— Work task —
Among the records that follow, find the line with "PR #904, opened 2020-10-27" and the line with "icco, line 32: Should". Set down those lines and all lines between them exactly, without adding anything.

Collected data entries
-=-=-=-=-
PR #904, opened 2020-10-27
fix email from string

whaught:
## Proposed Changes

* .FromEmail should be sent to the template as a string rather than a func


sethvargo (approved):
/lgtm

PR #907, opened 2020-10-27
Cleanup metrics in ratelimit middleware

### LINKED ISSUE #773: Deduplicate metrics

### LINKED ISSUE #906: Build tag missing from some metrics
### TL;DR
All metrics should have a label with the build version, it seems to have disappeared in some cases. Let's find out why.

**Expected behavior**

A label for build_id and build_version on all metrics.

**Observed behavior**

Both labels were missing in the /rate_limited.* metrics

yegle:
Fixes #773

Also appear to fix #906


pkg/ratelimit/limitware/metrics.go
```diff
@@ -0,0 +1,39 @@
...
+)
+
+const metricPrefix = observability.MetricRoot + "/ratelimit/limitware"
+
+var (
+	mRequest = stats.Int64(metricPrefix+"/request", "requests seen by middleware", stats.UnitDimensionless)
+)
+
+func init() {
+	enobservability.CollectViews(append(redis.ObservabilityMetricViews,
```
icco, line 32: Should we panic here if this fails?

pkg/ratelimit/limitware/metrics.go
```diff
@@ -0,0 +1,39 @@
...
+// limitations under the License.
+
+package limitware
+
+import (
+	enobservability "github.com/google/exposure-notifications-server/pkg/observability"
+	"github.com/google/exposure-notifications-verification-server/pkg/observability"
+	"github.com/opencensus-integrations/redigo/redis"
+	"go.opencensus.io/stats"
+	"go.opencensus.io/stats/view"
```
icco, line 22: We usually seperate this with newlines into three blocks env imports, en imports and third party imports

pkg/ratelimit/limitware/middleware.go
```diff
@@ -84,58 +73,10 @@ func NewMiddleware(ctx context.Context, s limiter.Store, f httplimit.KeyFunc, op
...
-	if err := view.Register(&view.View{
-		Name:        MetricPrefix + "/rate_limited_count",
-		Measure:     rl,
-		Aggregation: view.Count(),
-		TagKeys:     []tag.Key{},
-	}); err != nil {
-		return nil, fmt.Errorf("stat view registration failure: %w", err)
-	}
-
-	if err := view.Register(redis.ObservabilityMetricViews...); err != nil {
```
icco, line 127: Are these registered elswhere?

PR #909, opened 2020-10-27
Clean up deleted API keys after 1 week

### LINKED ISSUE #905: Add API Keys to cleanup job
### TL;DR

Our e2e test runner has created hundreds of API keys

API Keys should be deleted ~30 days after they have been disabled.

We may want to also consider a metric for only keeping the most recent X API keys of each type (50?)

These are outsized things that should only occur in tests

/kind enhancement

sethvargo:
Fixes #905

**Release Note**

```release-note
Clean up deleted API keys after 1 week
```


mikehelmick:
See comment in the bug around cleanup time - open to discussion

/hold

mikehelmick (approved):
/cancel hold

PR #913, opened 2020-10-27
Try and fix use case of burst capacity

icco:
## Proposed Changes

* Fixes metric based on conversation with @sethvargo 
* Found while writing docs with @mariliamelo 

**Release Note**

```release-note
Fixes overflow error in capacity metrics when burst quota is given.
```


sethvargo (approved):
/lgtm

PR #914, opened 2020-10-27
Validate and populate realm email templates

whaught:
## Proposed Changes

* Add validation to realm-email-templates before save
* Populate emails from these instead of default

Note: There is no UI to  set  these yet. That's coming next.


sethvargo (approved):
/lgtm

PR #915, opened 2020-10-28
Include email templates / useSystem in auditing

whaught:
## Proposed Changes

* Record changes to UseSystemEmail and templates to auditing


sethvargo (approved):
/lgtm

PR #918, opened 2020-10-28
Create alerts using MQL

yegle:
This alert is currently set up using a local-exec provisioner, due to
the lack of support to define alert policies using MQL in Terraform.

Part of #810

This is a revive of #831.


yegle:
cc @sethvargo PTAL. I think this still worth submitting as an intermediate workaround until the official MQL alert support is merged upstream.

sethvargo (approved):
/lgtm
-=-=-=-=-
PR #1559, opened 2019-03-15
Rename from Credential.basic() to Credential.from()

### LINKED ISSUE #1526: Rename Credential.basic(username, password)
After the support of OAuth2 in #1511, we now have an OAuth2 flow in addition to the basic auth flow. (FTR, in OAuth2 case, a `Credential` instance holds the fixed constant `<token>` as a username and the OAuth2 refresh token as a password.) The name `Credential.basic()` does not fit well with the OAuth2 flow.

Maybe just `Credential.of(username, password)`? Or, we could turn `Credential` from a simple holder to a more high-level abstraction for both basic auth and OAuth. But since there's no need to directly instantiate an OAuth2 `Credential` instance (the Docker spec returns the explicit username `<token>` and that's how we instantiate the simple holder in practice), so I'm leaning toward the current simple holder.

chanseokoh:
-=-=-=-=-
— Worked solution —
PR #904, opened 2020-10-27
fix email from string

whaught:
## Proposed Changes

* .FromEmail should be sent to the template as a string rather than a func


sethvargo (approved):
/lgtm

PR #907, opened 2020-10-27
Cleanup metrics in ratelimit middleware

### LINKED ISSUE #773: Deduplicate metrics

### LINKED ISSUE #906: Build tag missing from some metrics
### TL;DR
All metrics should have a label with the build version, it seems to have disappeared in some cases. Let's find out why.

**Expected behavior**

A label for build_id and build_version on all metrics.

**Observed behavior**

Both labels were missing in the /rate_limited.* metrics

yegle:
Fixes #773

Also appear to fix #906


pkg/ratelimit/limitware/metrics.go
```diff
@@ -0,0 +1,39 @@
...
+)
+
+const metricPrefix = observability.MetricRoot + "/ratelimit/limitware"
+
+var (
+	mRequest = stats.Int64(metricPrefix+"/request", "requests seen by middleware", stats.UnitDimensionless)
+)
+
+func init() {
+	enobservability.CollectViews(append(redis.ObservabilityMetricViews,
```
icco, line 32: Should we panic here if this fails?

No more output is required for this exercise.